THE RECORDS
○ ○ ○ ○
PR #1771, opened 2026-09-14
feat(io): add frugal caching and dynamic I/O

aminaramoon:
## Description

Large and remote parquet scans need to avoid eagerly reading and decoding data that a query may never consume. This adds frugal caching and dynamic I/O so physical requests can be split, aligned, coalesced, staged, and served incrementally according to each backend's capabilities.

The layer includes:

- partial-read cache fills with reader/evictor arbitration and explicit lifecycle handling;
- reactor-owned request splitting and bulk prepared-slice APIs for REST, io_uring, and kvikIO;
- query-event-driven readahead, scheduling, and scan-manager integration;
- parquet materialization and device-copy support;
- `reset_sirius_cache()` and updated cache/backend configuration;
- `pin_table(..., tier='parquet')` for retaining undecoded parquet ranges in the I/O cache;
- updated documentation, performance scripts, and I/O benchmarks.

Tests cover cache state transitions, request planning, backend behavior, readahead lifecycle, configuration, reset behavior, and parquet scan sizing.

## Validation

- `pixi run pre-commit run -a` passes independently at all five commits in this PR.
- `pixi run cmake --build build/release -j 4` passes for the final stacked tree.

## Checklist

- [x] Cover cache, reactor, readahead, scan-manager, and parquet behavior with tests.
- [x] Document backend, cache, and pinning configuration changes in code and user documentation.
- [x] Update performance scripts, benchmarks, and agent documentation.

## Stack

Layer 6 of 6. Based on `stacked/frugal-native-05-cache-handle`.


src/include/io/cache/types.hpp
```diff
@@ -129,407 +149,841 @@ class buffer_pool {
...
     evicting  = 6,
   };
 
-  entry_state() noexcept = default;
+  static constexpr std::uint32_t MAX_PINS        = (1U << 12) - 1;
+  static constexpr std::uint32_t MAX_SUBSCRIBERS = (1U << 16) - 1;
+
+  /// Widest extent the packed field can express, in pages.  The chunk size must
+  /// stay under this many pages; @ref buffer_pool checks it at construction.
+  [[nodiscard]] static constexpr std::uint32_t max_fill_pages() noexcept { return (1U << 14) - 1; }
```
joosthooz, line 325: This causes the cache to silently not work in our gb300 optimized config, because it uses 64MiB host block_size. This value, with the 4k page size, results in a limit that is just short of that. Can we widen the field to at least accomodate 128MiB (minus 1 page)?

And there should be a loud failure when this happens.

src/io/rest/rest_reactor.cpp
○ ○ ○ ○
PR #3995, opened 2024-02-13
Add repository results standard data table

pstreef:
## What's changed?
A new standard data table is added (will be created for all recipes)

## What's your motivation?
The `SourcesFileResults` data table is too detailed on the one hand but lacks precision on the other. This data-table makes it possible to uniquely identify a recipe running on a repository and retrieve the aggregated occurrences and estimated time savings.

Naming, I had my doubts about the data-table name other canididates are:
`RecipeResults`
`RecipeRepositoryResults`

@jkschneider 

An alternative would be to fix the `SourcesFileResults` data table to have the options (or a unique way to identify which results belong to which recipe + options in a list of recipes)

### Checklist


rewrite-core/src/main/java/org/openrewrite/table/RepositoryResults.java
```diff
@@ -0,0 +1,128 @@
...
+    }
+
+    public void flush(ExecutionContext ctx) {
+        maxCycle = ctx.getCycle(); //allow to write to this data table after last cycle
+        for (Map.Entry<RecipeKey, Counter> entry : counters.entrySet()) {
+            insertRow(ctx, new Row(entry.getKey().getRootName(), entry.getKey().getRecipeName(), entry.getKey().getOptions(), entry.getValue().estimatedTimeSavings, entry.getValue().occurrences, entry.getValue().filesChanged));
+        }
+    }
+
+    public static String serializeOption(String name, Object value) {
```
○ ○ ○ ○
WORK TO COMPLETE
Both end lines included, restate word for word the lines above from the line with "feat(io): add frugal caching and dynamic I/O" to the line with "- updated documentation, performance", and nothing else.

WRITTEN ANSWER
feat(io): add frugal caching and dynamic I/O

aminaramoon:
## Description

Large and remote parquet scans need to avoid eagerly reading and decoding data that a query may never consume. This adds frugal caching and dynamic I/O so physical requests can be split, aligned, coalesced, staged, and served incrementally according to each backend's capabilities.

The layer includes:

- partial-read cache fills with reader/evictor arbitration and explicit lifecycle handling;
- reactor-owned request splitting and bulk prepared-slice APIs for REST, io_uring, and kvikIO;
- query-event-driven readahead, scheduling, and scan-manager integration;
- parquet materialization and device-copy support;
- `reset_sirius_cache()` and updated cache/backend configuration;
- `pin_table(..., tier='parquet')` for retaining undecoded parquet ranges in the I/O cache;
- updated documentation, performance scripts, and I/O benchmarks.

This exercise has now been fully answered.